Execution Sharding on Starknet
Overview
Execution sharding enables isolated transaction execution within independent shard environments ("Layer 3"s). Shards are independent sequencers that branch from Starknet mainnet, process transactions, then merge final state back to mainnet.
This enables parallel processing across multiple shards while maintaining unified state anchored to Starknet mainnet.
Key Benefits
- Parallel Execution: Multiple shards process transactions simultaneously
- Cost Efficiency: Only final state changes settle on mainnet
- Low Latency: Gasless, high-throughput execution environments
- Unified State: All shards merge back to single Starknet state
Planned Architecture
The proposed execution sharding system involves five key components:
- Starknet Mainnet: The settlement layer where Dojo worlds are deployed
- World Contract: Receives and incorporates state changes from completed shards
- Katana: Acts as the sequencer running individual shards
- Saya: Generates proofs of shard execution and submits them to the World Contract
- DojoOS: A specialized Cairo program generating execution traces for validation
Proposed Shard Initialization
A shard begins when an initialization transaction is submitted to the World Contract, specifying:
- Unique shard identifier
- Designated operator address
- Initial state conditions
- Settlement configuration for mainnet data merging
The operator then spins up a Katana instance, branching from Starknet mainnet to create the shard environment.
Planned Data Structure
The shard initialization would use a data structure similar to:
struct ShardStartData {
// Unique identifier for the shard
shard_id: felt252,
// Address of the shard operator running the sequencer
operator: felt252,
// Initial state configuration
initial_state: ShardInitialState {
// Contracts authorized for execution within the shard
contracts: Span<felt252>,
// Event indicating shard completion
end_event: EventSelector {
// Contract address that will emit the completion event
from: felt252,
// Event selector to monitor
selector: felt252,
},
},
// Settlement configuration
settlement_config: SettlementConfig {
// Storage addresses to update on the World Contract
storage_addresses: Span<felt252>,
},
}
Execution Environment
The shard branches from mainnet at the initialization block, then operates independently as a gasless environment. Since contract logic is already defined on mainnet, shards execute without additional contract declarations while maintaining mainnet compatibility.
Planned Execution Flow
Once initialized, the shard sequencer processes transactions within the isolated environment.
Access Control Options
- Contract Whitelisting: Restrict execution to predefined contracts
- Account Whitelisting: Allow only specific accounts to submit transactions
- Declaration Restrictions: Prevent new contract declarations
- Permissionless Execution: Rely on existing mainnet permissions
Access restrictions may be necessary to prevent DoS attacks, depending on use case and security requirements.
Planned Completion Detection and Settlement
Completion Detection
A specific event emitted by a designated Cairo contract signals shard completion, indicating all intended transactions are processed and the shard is ready for settlement.

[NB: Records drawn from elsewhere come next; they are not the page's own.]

PR #9253, opened 2017-05-24
Remove duplicate auth code in spaceship

KrauseFx:
I didn't run a `git blame` on when and why this was introduced, but I could imagine that this happened during the TestFlight migrations about a month ago. Tests are passing, and some local tests seem to indicate things work fine :)

Also we have 489 tests on spaceship already :rocket:

I moved the code to `client.rb` as it also seems to be used as part of `testflight/client.rb`

In related question @ohayon @snatchev: Why is the name of the TestFlight client `client.rb` and not `testflight_client.rb`, like it's the case for `portal_client` and `tunes_client`? Is that something we can change? 

Thanks everyone 👋

### DIFF
--- a/spaceship/lib/spaceship/client.rb
+++ b/spaceship/lib/spaceship/client.rb
@@ -137,6 +137,50 @@ module Spaceship
       end
     end
 
+    # Fetch the general information of the user, is used by various methods across spaceship
+    # Sample return value
+    # => {"associatedAccounts"=>
+    #   [{"contentProvider"=>{"contentProviderId"=>11142800, "name"=>"Felix Krause", "contentProviderTypes"=>["Purple Software"]}, "roles"=>["Developer"], "lastLogin"=>1468784113000}],
+    #  "sessionToken"=>{"dsId"=>"8501011116", "contentProviderId"=>18111111, "expirationDate"=>nil, "ipAddress"=>nil},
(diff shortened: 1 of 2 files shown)


ohayon:
Hey @KrauseFx this looks great! And there is no reason in particular that the file is called `client.rb` instead of `testflight_client.rb` that can definitely be changed to match the pattern we have used for other clients.

KrauseFx:
Cool, thanks for confirming. Get a get an approval for this? 👍

snatchev:
@KrauseFx @ohayon my motivation for naming it simply `client.rb` is because it's already namespaced by the folder it is, as well as the module name in code.

KrauseFx:
@snatchev If that's the case, we should rename the other client class too to be consistent, right?

snatchev (approved):

KrauseFx:
Thanks for the review @snatchev 👍

snatchev:
It would be trickier to rename `portal_client.rb` because there is no `Spaceship::Portal` namespace like there is for `Spaceship::TestFlight`. Not a huge code change, but I am not sure.

I am more inclined to "fix it forward" as new APIs get created and old ones get deprecated. Let me

KrauseFx:
Yeah, let's leave it like is, no big deal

Proposed Settlement Pipeline
Once the completion event is detected, Saya would initiate the settlement process:
-
Execution Trace Generation: DojoOS generates an execution trace similar to SNOS but optimized for shard validation:
- Validates transaction sequences rather than blocks
- Outputs only modified storage addresses per settlement config
- Supports shard-specific validation rules
-
Proof Generation: Saya submits the trace to a proving service (e.g., Atlantic) for cryptographic proof generation
-
Layout Bridge: Proof conversion to
recursive_with_poseidon
layout for Starknet verification -
Settlement: Final proof and storage updates submitted to the World Contract
Proposed Concurrency Management with CRDTs
Concurrent shard execution requires managing consistent state across Starknet to prevent inconsistencies during settlement.
CRDT Integration
The Dojo team is exploring Conflict-Free Replicated Data Types (CRDTs) for concurrency management. CRDTs enable concurrent updates across distributed systems without complex locking, with mathematical guarantees that changes converge to a valid global state during settlement.
Game Example: Dungeon Adventures
Consider a dungeon game where multiple players participate across different shards:
Experience Points (Grow-Only Counter)
XP can only increase, ideal for grow-only counter CRDTs. Each shard independently awards XP; final XP is the sum across all shards.

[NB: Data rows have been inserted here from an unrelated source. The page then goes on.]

PR #9258, opened 2017-05-24
fix method return value is the error log issue

truebit:
### Checklist
- [ x] I've run `bundle exec rspec` from the root directory to see all new and existing tests pass
- [ x] I've read the [Contribution Guidelines](https://github.com/fastlane/fastlane/blob/master/CONTRIBUTING.md)

### Motivation and Context
bug

### Description
when not set apple versioning system following https://developer.apple.com/library/content/qa/qa1827/_index.html and user passed "build_number" argument, the shell command would return 0 instead of 6. but the command to get `build_number` would return the error log string with "There does not seem to be a CURRENT_PROJECT_VERSION key set for this project.  Add this key to your target's expert build settings."

### DIFF
--- a/fastlane/lib/fastlane/actions/increment_build_number.rb
+++ b/fastlane/lib/fastlane/actions/increment_build_number.rb
@@ -45,6 +45,12 @@ module Fastlane
           # Store the new number in the shared hash
           build_number = `#{command_prefix} agvtool what-version`.split("\n").last.strip
 
+          # if agvtool not enabled and user specified build_number, which means only modify plist build number
+          if $?.exitstatus != 0 and params[:build_number]
+            UI.important("only modify plist build number to specifed '#{params[:build_number]}'")
+            build_number = params[:build_number]
+          end
+          
           return Actions.lane_context[SharedValues::BUILD_NUMBER] = build_number
         end
       rescue => ex
@@ -60,7 +66,7 @@ module Fastlane
         [
           FastlaneCore::ConfigItem.new(key: :build_number,
                                        env_name: "FL_BUILD_NUMBER_BUILD_NUMBER",
-                                       description: "Change to a specific version",
+                                       description: "Change to a specific version. If you did not set Versioning System in Xcode, it would only modify build number in .plist file",
                                        optional: true,
                                        is_string: false),
           FastlaneCore::ConfigItem.new(key: :xcodeproj,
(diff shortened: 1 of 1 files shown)


truebit:
I signed it

ohayon:
Hey @truebit, thanks for the PR! I am hesitant to merge this because in order to use the `increment_build_number` action, we do require that the user is using Apple Generic Versioning. 

Could you explain a bit more about why this is helpful for you and what the use case is?

truebit:
`agvtool new-version -all <your_specific_version>` would NOT throw exception (exit code would be 0) even if you did not enable Apple Generic Versioning.  And this command would also set all plist version number. 

But when executing `agvtool what-version`, it would exit with code 6 instead of 0. and the build_number would be set to the stderr string.

You could try this out in any Xcode project which did not enable Apple Generic Versioning:

```
build_num = increment_build_number(build_number: Time.now.strftime("%Y%m%d") +'.'+ number_of_commits.to_s)
puts build_num
```
`build_num` would be `There does not seem to be a CURRENT_PROJECT_VERSION key set for this project.  Add this key to your target's expert build settings.` instead of expected `20170614.123`

ohayon:
Hey @truebit, I was just able to reproduce this on my machine, and what you pointed out is happening for me too, but I think the proper approach here would be to make sure that Apple Generic Versioning is enabled and that the `CURRENT_PROJECT_VERSION` key is present before allowing this action to continue. If you want to set your build number to something specific and you are not using AGV, I think a better approach would be to use the `set_plist_value` action to set the `CFBundleVersion` key to the value you want. I just submitted https://github.com/fastlane/fastlane/pull/9474 to make sure that this action exits early if AGV is not enabled.

I am going to close this issue for now, but please feel free to leave comments here and continue discussion! 🚀

truebit:
The action `set_info_plist_value` needs to specify plist file path, that would be troublesome when two or even more targets exists (e.g. widget and watchos targets besides the main target).
But `agvtool` would set all of them automatically

ohayon:
@truebit, that makes sense for sure, but it I believe it is really just unexpected behavior that the build number gets set. With the incrementing version actions we really want to support projects that do use Apple Generic Versioning.

truebit:
This is the intended behavior as per `man agvtool`:
> new-version [-all version]
>            Sets the version numbers of all targets to the given version.
> 
>            The CURRENT_PROJECT_VERSION and the DYLIB_CURRENT_VERSION will be updated.  **The -all option will also update the CFBundleVersion Info.plist key.**
> 
>            If CVS support is enabled, the modified project file will be committed.

ohayon:
This assumes that the project is using Apple Generic Versioning no?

Gold (Escrow-based System)
Gold can increase/decrease, requiring careful handling. Player gold is "escrowed" (locked on mainnet) when entering a shard, preventing double-spending.
Unique Items (Lock-based Control)
Legendary items require exclusive access. Items lock on mainnet when used in a shard, releasing when execution completes.
Planned CRDT Types
The research focuses on three CRDT patterns for initial implementation:
- Grow-Only Counters: For monotonically increasing values
- Escrow Mechanisms: For controlled resource spending
- Lock-based Controls: For unique assets requiring exclusive access
Current Limitations and Challenges
While execution sharding offers significant potential for scaling and parallel execution, several technical challenges must be addressed:
1. Proving Time Bottleneck
Proof generation and verification is computationally intensive, potentially creating settlement delays and state update backlogs.
2. All-or-Nothing Proof Validation
Invalid proofs require discarding entire shard execution, even if only a small portion of transactions were problematic.
3. Limited Cross-Shard Communication
No direct communication between active shards restricts complex interactions requiring immediate state awareness across parallel executions.
4. Implementation Status
The complete system remains in development:
- DojoOS Cairo program for shard validation
- CRDT integration for concurrency management
- Shard initialization and completion mechanisms
- Integration testing across all components